BRIEF: Copy each line that contains the string "Metadata", taking them from the material.

MATERIAL PROVIDED:
--- --- ---

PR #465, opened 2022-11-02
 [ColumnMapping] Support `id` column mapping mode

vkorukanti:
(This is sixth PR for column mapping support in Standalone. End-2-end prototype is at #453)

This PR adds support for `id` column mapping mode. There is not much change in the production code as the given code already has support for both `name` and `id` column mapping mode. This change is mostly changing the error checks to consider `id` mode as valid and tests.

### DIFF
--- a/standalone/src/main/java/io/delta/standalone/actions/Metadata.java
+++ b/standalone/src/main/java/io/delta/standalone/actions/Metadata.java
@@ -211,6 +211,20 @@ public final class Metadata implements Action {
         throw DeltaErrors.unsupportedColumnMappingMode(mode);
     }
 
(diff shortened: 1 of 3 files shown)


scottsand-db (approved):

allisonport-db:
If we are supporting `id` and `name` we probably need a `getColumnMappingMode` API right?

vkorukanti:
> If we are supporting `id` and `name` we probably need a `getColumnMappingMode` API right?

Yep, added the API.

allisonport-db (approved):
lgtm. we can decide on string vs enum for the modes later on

--- --- ---

SOLUTION TO THIS EXERCISE:
--- a/standalone/src/main/java/io/delta/standalone/actions/Metadata.java
+++ b/standalone/src/main/java/io/delta/standalone/actions/Metadata.java
@@ -211,6 +211,20 @@ public final class Metadata implements Action {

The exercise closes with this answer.